● **Data**
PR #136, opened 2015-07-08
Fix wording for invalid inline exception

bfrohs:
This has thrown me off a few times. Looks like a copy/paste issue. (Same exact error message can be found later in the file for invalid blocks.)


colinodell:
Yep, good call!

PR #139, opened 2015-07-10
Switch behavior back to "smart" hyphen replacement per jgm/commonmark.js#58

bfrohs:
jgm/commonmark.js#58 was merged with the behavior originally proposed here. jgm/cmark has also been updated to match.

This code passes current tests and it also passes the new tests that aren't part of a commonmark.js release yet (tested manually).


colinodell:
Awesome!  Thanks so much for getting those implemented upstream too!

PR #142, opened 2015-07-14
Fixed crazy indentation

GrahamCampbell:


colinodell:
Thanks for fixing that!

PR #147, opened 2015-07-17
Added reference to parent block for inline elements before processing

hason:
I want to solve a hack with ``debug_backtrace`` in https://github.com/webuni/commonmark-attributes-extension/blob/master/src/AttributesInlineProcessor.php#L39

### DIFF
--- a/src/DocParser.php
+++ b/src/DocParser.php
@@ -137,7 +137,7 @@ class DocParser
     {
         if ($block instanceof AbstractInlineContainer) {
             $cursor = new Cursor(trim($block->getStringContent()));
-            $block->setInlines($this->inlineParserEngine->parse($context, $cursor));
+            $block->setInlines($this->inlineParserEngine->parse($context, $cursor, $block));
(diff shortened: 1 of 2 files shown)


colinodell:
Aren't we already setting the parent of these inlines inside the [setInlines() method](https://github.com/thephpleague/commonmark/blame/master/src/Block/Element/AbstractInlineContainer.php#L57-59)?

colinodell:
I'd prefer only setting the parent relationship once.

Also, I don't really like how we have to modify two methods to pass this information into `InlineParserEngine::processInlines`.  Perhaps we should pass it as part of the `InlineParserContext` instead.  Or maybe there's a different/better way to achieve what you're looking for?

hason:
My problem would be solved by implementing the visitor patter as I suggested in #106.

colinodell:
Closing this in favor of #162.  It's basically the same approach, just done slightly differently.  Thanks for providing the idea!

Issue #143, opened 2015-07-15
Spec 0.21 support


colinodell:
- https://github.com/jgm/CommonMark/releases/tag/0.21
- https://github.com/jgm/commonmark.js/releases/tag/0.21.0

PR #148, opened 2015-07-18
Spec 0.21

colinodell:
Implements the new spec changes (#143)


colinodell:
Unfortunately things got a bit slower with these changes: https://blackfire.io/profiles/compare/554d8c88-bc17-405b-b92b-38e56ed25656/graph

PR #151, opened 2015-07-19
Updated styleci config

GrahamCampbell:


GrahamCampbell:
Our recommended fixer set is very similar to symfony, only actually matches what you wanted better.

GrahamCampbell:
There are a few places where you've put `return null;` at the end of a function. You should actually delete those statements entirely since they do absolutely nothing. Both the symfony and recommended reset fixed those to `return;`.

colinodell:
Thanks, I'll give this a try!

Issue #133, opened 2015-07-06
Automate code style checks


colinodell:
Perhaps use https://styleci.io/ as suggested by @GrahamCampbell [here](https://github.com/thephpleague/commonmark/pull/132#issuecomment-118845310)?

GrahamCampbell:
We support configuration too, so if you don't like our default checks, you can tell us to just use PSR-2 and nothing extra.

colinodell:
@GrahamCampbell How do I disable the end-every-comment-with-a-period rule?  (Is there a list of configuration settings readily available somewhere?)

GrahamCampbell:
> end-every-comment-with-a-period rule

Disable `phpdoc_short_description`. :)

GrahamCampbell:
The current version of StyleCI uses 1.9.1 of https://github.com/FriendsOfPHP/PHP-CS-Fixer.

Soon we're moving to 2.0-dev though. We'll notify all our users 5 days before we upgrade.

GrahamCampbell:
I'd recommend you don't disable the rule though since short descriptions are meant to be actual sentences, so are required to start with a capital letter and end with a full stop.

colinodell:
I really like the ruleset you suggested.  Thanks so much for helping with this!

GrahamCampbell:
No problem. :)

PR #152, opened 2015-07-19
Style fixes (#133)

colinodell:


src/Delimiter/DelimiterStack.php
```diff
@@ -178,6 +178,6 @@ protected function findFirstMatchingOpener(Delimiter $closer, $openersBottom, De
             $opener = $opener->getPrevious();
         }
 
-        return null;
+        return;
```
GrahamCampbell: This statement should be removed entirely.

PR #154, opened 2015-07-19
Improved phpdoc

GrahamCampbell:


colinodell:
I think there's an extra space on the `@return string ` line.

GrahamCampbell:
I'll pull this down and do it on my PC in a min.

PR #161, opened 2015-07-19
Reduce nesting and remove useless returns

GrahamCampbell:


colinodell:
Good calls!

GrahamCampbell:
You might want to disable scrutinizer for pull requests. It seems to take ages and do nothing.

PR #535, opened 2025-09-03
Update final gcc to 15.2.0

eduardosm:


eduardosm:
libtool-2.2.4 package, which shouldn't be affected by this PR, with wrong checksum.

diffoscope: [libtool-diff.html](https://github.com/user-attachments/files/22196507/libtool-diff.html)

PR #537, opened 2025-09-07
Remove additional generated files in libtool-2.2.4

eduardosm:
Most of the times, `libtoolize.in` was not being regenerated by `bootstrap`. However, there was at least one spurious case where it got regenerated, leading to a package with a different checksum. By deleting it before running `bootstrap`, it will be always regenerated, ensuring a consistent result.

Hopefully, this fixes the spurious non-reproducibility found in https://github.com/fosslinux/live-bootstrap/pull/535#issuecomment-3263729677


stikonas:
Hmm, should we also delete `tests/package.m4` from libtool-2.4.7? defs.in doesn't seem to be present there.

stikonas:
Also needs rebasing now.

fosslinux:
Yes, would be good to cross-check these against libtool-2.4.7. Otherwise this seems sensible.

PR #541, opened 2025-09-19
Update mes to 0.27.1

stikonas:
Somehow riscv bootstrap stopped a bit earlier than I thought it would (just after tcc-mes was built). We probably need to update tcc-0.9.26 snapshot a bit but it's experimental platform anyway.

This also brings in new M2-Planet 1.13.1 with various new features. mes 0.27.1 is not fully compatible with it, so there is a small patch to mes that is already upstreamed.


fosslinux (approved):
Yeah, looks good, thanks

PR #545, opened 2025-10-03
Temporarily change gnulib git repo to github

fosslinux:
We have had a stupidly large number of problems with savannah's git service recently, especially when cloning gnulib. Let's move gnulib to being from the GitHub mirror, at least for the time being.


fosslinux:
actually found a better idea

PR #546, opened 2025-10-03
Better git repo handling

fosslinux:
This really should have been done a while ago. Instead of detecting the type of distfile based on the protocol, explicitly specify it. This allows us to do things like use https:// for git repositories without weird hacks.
==
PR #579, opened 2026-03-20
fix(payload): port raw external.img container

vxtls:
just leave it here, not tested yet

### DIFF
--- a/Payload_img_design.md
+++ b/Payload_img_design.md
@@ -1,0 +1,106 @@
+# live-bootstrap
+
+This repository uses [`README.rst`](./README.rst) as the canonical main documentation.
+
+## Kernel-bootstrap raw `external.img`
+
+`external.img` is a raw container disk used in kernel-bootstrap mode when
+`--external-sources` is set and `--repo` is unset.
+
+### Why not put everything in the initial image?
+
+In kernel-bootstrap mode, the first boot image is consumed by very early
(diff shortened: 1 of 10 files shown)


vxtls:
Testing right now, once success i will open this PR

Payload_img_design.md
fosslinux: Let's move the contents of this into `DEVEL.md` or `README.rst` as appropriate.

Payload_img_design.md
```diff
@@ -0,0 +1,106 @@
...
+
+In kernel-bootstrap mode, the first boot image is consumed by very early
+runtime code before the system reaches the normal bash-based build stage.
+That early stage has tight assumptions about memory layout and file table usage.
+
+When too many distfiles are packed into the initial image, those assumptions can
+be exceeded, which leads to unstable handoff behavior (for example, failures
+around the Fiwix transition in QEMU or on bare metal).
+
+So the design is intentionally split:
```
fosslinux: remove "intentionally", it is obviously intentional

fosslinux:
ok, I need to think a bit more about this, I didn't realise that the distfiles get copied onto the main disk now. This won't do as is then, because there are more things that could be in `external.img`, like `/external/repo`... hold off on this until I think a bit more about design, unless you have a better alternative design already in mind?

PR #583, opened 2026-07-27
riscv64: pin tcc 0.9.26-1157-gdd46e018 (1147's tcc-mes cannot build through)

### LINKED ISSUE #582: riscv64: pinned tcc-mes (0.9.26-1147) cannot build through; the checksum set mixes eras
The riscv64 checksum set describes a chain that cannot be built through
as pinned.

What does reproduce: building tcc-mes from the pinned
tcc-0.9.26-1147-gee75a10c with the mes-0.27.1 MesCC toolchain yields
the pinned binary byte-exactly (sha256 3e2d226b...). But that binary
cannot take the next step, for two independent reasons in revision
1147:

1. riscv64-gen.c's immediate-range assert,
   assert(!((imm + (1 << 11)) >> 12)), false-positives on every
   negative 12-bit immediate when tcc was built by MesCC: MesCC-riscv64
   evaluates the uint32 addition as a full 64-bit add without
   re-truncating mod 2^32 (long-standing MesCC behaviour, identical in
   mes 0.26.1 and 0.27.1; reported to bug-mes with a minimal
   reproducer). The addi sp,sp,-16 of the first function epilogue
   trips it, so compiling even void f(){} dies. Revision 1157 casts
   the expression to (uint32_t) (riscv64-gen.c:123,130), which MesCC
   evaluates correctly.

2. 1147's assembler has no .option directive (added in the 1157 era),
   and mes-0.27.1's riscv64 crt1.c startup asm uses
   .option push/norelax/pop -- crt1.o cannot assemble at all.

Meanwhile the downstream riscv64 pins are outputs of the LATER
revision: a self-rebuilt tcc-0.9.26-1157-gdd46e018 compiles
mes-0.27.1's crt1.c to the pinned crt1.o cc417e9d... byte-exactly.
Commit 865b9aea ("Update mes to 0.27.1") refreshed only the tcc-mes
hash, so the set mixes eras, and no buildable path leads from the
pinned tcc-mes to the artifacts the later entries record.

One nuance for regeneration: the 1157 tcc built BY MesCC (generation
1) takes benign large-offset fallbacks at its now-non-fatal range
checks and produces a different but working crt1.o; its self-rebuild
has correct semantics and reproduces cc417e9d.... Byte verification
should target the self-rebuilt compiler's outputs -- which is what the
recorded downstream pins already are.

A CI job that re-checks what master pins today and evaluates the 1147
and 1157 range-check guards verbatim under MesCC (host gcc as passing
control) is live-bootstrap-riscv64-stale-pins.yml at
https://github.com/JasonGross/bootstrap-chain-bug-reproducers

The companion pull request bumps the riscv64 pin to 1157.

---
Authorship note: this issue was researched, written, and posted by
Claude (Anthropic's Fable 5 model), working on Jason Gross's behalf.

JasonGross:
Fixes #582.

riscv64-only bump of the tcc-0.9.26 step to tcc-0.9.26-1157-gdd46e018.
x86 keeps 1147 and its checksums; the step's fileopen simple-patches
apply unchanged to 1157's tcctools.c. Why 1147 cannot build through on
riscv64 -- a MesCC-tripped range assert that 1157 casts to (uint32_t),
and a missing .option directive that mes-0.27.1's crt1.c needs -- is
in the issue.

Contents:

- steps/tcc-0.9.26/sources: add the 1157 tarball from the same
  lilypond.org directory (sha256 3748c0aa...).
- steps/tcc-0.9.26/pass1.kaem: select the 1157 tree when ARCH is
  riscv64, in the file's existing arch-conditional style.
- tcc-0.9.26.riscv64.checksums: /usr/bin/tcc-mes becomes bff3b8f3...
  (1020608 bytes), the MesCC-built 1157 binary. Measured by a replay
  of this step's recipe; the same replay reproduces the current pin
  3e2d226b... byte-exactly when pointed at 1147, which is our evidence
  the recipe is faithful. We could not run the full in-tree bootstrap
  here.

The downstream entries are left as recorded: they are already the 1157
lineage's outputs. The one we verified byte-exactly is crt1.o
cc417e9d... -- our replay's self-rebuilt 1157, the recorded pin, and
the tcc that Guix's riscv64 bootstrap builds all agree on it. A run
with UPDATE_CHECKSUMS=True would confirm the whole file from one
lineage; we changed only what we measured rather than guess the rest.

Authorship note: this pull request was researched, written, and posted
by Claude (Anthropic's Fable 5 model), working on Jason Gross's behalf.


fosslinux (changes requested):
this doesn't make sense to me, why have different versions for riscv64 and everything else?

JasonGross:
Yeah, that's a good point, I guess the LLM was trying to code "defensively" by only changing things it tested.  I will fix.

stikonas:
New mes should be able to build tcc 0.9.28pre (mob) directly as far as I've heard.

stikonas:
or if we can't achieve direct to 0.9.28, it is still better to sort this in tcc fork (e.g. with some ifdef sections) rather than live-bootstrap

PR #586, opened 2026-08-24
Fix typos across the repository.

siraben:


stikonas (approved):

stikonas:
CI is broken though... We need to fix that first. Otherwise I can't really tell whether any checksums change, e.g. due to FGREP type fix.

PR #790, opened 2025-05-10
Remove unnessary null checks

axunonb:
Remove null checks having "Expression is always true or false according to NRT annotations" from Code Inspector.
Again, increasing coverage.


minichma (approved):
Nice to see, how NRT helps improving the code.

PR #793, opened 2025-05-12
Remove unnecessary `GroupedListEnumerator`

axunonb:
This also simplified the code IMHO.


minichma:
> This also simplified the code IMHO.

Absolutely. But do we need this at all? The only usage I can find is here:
...
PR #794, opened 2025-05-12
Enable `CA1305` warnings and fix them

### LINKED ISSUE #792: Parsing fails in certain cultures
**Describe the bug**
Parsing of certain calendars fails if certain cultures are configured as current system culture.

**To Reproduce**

● **Task details**
Only one part of the material above is to be transcribed, namely the lines starting with the line that has "evaluates the uint32" and going on through the line that has "2. 1147's assembler", exactly as they stand.

● **Answer section**
   evaluates the uint32 addition as a full 64-bit add without
   re-truncating mod 2^32 (long-standing MesCC behaviour, identical in
   mes 0.26.1 and 0.27.1; reported to bug-mes with a minimal
   reproducer). The addi sp,sp,-16 of the first function epilogue
   trips it, so compiling even void f(){} dies. Revision 1157 casts
   the expression to (uint32_t) (riscv64-gen.c:123,130), which MesCC
   evaluates correctly.

2. 1147's assembler has no .option directive (added in the 1157 era),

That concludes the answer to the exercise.